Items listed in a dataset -
'''
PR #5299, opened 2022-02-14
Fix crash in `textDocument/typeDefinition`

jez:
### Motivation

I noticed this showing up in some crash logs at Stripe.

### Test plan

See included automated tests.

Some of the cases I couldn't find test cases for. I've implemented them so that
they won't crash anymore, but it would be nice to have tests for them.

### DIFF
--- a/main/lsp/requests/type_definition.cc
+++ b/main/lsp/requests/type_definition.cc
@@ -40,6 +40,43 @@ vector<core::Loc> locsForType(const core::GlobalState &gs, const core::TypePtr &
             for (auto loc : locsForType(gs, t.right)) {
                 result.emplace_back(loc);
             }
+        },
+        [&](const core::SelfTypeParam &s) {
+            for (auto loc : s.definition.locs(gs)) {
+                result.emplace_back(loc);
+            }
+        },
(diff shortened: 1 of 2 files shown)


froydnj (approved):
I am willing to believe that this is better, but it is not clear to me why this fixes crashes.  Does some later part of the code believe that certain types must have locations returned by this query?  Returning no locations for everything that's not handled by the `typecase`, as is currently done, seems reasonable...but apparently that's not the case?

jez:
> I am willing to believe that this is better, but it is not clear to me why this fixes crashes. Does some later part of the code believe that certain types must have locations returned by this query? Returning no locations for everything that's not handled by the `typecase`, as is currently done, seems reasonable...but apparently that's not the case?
'''
'''
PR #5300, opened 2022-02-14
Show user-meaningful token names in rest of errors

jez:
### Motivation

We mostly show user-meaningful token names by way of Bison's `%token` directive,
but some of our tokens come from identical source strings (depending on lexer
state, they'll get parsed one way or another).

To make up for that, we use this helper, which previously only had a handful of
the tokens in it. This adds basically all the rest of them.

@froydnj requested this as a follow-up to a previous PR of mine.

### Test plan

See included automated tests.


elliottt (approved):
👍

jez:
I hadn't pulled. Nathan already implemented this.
'''
Try it -
Go through the entries above and report each line with the string "approved" in it.

Your response -
froydnj (approved):
elliottt (approved):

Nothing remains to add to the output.